--- Source records ---
PR #2079, opened 2026-06-19
Promote the jq-echo prose rule into a diff-scoped run-lint check

natb1:
Closes #2067

## What

Promotes the highest-recurrence prose rule — the **jq-echo control-char trap**
(`.claude/rules/shell-json.md`, first bit #1170) — from a convention an agent
must remember into a mechanical check whose failure message injects the
remediation into agent context. Part of epic #2061 (code-quality decay sensors).

## How

- **`lint-prose-rules.sh`** (new) — a standalone, **diff-scoped** linter. It
  self-computes `git diff origin/main...HEAD --unified=0 -- '*.sh'`, recovers
  `path:line` for each *added* line, skips comment lines, and flags the
  documented `echo "$VAR" | jq` anti-pattern. On a match it prints each offending
  `path:line: <content>` followed by the concrete fixes from `shell-json.md` (the
  `<<<` here-string, `--jq`, and `printf '%s'` forms) and a pointer to the rule,
  then exits non-zero — the **remediation-in-error** that puts the fix in front of
  the agent that tripped it.
- **`test-lint-prose-rules.sh`** (new, registered in the `hook-tests` CI job) —
  four ephemeral-repo cases, including the discriminating one that proves the
  check is diff-scoped (a pre-existing violation unchanged at HEAD is **not**
  flagged) and that an added comment mentioning the pattern is **not** flagged.
- **`run-lint.sh`** — wires in a `RUN_PROSE` flag (auto-detected when any changed
  file matches `*.sh`, plus an explicit `--prose`), mirroring the existing
  `RUN_RULES` delegation. So the check runs in the CI `lint` job and in
  `/fix-checks`.
- **`shell-json.md`** — notes the rule is now mechanically enforced.

## Why diff-scoped, not whole-repo

This is the greenfield ideal for a decay sensor (matching the net-new framing of
sibling sensors #2064 / #2065) and is required for correctness: the repo already
contains `echo "$VAR" | jq` sites in `#!/usr/bin/env bash` scripts (e.g.
`.claude/hooks/statusline.sh`), where `echo` does **not** munge escapes — so they
are not latent bugs, and a whole-repo scan would force churn on working code.

## Honest framing

The original #1170 recurrence was *interactive zsh Bash-tool* usage, which is not
a committed file at all. This linter catches the adjacent committed-`.sh` surface
as a **project convention / defense-in-depth** (a bash script can be sourced into
zsh; uniformity aids review) — not as a claim that it fixes a zsh-only bug in
those bash files. The failure message and the `shell-json.md` note say this
plainly.

## Deferred follow-ups (out of scope here)

1. A one-time whole-repo cleanup of the pre-existing `echo "$VAR" | jq` sites
   (`.claude/hooks/statusline.sh`, `.github/scripts/cloudflare-purge.sh`,
   `audio/scripts/upload-media.sh`, `run-acceptance-tests.sh`,
   `run-preview-deploy.sh`).
2. A closing-keyword adjacency check on the PR-body surface in `dispatch-open-pr`
   — the second prose-rule candidate (`issue-references.md`), which operates on
   PR-body / commit-message prose rather than committed files, so it has no
   file-grep surface in `run-lint.sh`.

Both will be filed as `blocked_by` follow-ups during review.

## Verification

- `test-lint-prose-rules.sh`: 10/10 assertions pass.
- `run-lint.sh --prose` correctly fails with the `path:line` + remediation on a
  net-new violation and passes when there is none; the no-op guard still reports
  "No lint targets matched … Nothing to check."

### DIFF
--- a/.claude/rules/shell-json.md
+++ b/.claude/rules/shell-json.md
@@ -38,3 +38,5 @@ PR_NUM=$(printf '%s' "$PR_JSON" | jq -r .number)
 A direct pipe (`gh … --json … | jq`) is also safe — gh's stdout reaches `jq`
 without an `echo` in between. For non-JSON raw text fed to `jq`, use
 `jq --raw-input`.
+
+This rule is mechanically enforced for net-new added lines in committed `.sh` files by `.claude/skills/dispatch-propagate/scripts/lint-prose-rules.sh`, run via `run-lint.sh` in CI; on a match the linter fails with the remediation inline. Enforcement is a project convention for committed scripts (uniformity aids review) — it does not retroactively rewrite pre-existing sites, and it is not a claim that the rule fixes a zsh-only bug in those files. (The original recurrence #1170 was interactive zsh Bash-tool usage, which is not a committed file at all.)
--- a/.claude/skills/dispatch-propagate/scripts/lint-prose-rules.sh
+++ b/.claude/skills/dispatch-propagate/scripts/lint-prose-rules.sh
@@ -8,9 +8,10 @@ SCRIPTS="$(cd "$(dirname "$0")" && pwd)"
 source "$SCRIPTS/lib.sh"
 
 # Detect: echo "$VAR" | jq  (quoted variable form only — see .claude/rules/shell-json.md)
-# Single-quoted to prevent the shell from interpreting \$ as $ (which would make
-# \$ an ERE end-anchor, breaking the match).
-PATTERN='echo[[:space:]]+"\$[A-Za-z_][A-Za-z0-9_]*"[[:space:]]*\|[[:space:]]*jq'
+# Covers optional echo flags (echo -e / echo -n) and the braced ${VAR} form, both
+# of which are the same anti-pattern. Single-quoted to prevent the shell from
+# interpreting \$ as $ (which would make \$ an ERE end-anchor, breaking the match).
+PATTERN='echo([[:space:]]+-[a-zA-Z]+)?[[:space:]]+"\$\{?[A-Za-z_][A-Za-z0-9_]*\}?"[[:space:]]*\|[[:space:]]*jq'
 
 # Compute the unified-0 diff of added lines in .sh files against origin/main.
 # Run from REPO_ROOT so that relative paths in diff output are consistent.
@@ -58,8 +59,7 @@ while IFS= read -r line; do
     content="${line:1}"
 
     # Skip comment lines (first non-whitespace character is #)
-    trimmed="${content#"${content%%[! ]*}"}"
-    if [[ "$trimmed" == '#'* ]]; then
+    if [[ "$content" =~ ^[[:space:]]*# ]]; then
       LINE_NUM=$(( LINE_NUM + 1 ))
       continue
     fi
--- a/.claude/skills/dispatch-propagate/scripts/lint-prose-rules.sh
+++ b/.claude/skills/dispatch-propagate/scripts/lint-prose-rules.sh
@@ -1,0 +1,106 @@
+#!/usr/bin/env bash
+set -euo pipefail
+
+REPO_ROOT=$(git rev-parse --show-toplevel)
+SCRIPTS="$(cd "$(dirname "$0")" && pwd)"
+
+# shellcheck source=lib.sh
+source "$SCRIPTS/lib.sh"
+
+# Detect: echo "$VAR" | jq  (quoted variable form only — see .claude/rules/shell-json.md)
+# Single-quoted to prevent the shell from interpreting \$ as $ (which would make
+# \$ an ERE end-anchor, breaking the match).
+PATTERN='echo[[:space:]]+"\$[A-Za-z_][A-Za-z0-9_]*"[[:space:]]*\|[[:space:]]*jq'
+
+# Compute the unified-0 diff of added lines in .sh files against origin/main.
+# Run from REPO_ROOT so that relative paths in diff output are consistent.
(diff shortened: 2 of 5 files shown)


natb1:
## QA Summary — #2067

**Result: CLEAN PASS ✓** All 5 acceptance-criterion checks passed.

### Items executed

| # | Title | Lane | Result |
|---|-------|------|--------|
| 1 | Recurring prose rule enforced by mechanical check (AC#1) | shell-command | PASS |
| 2 | Failure message contains remediation instruction — static (AC#2) | shell-command | PASS |
| 3 | Remediation emitted at runtime on violation (AC#2 end-to-end) | shell-command | PASS |
| 4 | Prose rule notes mechanical enforcement (AC#3) | shell-command | PASS |
| 5 | Linter wired into CI — auto-detect and explicit `--prose` | shell-command | PASS |

### Details

- **Item 1** — `test-lint-prose-rules.sh` ran all four cases (10/10 assertions): net-new violation flagged, pre-existing violation not flagged, comment-line not flagged, clean added line passes. AC#1 confirmed: the jq-echo prose rule from `shell-json.md` (#1170) is now mechanically enforced.
- **Item 2** — `lint-prose-rules.sh`'s FAIL path contains all remediation elements: `FAIL: echo-into-jq` header, `jq -r .field <<<"$VAR"` here-string form, `gh ... --json field --jq .field` form, `printf '%s' "$VAR" | jq` form, and `See: .claude/rules/shell-json.md` pointer. AC#2 confirmed.
- **Item 3** — The harness's Test 1 assertions (`remediation pointer present`, `good-form hint present`) pass, confirming the remediation text reaches the operator's terminal on a genuine runtime violation. AC#2 confirmed end-to-end.
- **Item 4** — `shell-json.md` contains "mechanically enforced", `lint-prose-rules.sh`, and `run-lint.sh` in the enforcement note. AC#3 confirmed.
- **Item 5** — `run-lint.sh` has the `*.sh) RUN_PROSE=true` auto-detect case, `--prose` explicit flag, and delegation to `lint-prose-rules.sh`; `unit-tests.yml` has the `test-lint-prose-rules.sh` step in the `hook-tests` job. Linter is live in CI.

No browser walkthrough needed — purely script/CI changes, no frontend component.

No bugs found. No items deferred to office-hours.

natb1:
## Review: PR #2079

**Surface:** `code` (5 files changed, 259 lines). No open CodeQL alerts. No dependency changes.

---

### Fixed (commit `aea775e2`)

- **`lint-prose-rules.sh:61-62` — broken comment-skip logic** (`code-review`, `review`): `trimmed="${content#"${content%%[! ]*}"}"` does not correctly strip leading whitespace in bash (glob `[! ]` is the literal characters `!` and space, not "not space"). Indented comment lines were not skipped, and the linter would incorrectly flag its own `# Detect:` comment on line 10. Fixed by replacing both lines with `if [[ "$content" =~ ^[[:space:]]*# ]]; then`.

- **`lint-prose-rules.sh:10` — self-flagging comment** (`code-review`): Because comment detection was broken, the linter would flag its own `# Detect: echo "$VAR" | jq` comment on line 10 as a violation. Resolved by the comment-skip fix above.

- **`test-lint-prose-rules.sh:19` — flagged comment in test fixture** (`code-review`): The `# Produces the string: X=$(echo "$J" | jq -r .a)` comment on line 19 is an added line in the diff and would be flagged by the broken linter. Resolved by the comment-skip fix.

- **`test-lint-prose-rules.sh:108` — Test 3 passes accidentally** (`code-review`): `COMMENT_LINE` used a bare `$X` (no dollar sign preserved), so it matched nothing and the test vacuously passed — the comment-detection path was never exercised. Fixed: Test 3 now writes both an un-indented and an indented comment containing a real variable reference (e.g. `# do not use: echo "$X" | jq`) and asserts exit 0.

- **`lint-prose-rules.sh:13` — PATTERN misses `echo -e`/`echo -n` and braced `${VAR}` form** (`code-review`, `input-validation`): The original pattern `echo[[:space:]]+"\$IDENT"` silently allowed `echo -e "$VAR" | jq` (the most dangerous form — explicit escape interpretation) and `echo "${MY_VAR}" | jq`. Extended pattern: `echo([[:space:]]+-[a-zA-Z]+)?[[:space:]]+"\$\{?IDENT\}?"[[:space:]]*\|[[:space:]]*jq`. Tests 5 and 6 added to cover the flag form and braced form.

- **`test-lint-prose-rules.sh:100-114` — no test for indented comments** (`review`): Test 3 only checked an un-indented comment. Now also writes a `  # space-indented` comment and asserts exit 0, proving the ERE comment guard fires on both forms.

---

### Deferred

- **`lint-prose-rules.sh:5-8` — unnecessary `lib.sh` dependency** (`review`): The script declares `SCRIPTS` and sources `lib.sh` but calls no functions from it. `lib.sh` exports globals at source time, creating latent coupling. Tracked as follow-up #2086 (blocked_by #2067).

---

### Dismissed

- **`lint-prose-rules.sh:84` — violation entries echoed verbatim** (`input-validation`): Violation messages are written to stderr with `echo " $v" >&2`. The concern is that `CURRENT_PATH` (from diff `+++ b/...` headers) could contain shell metacharacters. Since `echo` with a double-quoted argument does not evaluate metacharacters, and these paths come from `git diff` output (controlled paths), this is not an actionable injection risk. Dismissed.

---

_No security findings (surface: code, no auth/data/firebase/Firestore-rules changes; 0 open CodeQL alerts; no dependency changes)._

--- Exercise details ---
Retype, in the same exact form, the lines of the material above from the line holding "- **Item 4**" through the line holding "### Fixed (commit".

--- Expected output ---
- **Item 4** — `shell-json.md` contains "mechanically enforced", `lint-prose-rules.sh`, and `run-lint.sh` in the enforcement note. AC#3 confirmed.
- **Item 5** — `run-lint.sh` has the `*.sh) RUN_PROSE=true` auto-detect case, `--prose` explicit flag, and delegation to `lint-prose-rules.sh`; `unit-tests.yml` has the `test-lint-prose-rules.sh` step in the `hook-tests` job. Linter is live in CI.

No browser walkthrough needed — purely script/CI changes, no frontend component.

No bugs found. No items deferred to office-hours.

natb1:
## Review: PR #2079

**Surface:** `code` (5 files changed, 259 lines). No open CodeQL alerts. No dependency changes.

---

### Fixed (commit `aea775e2`)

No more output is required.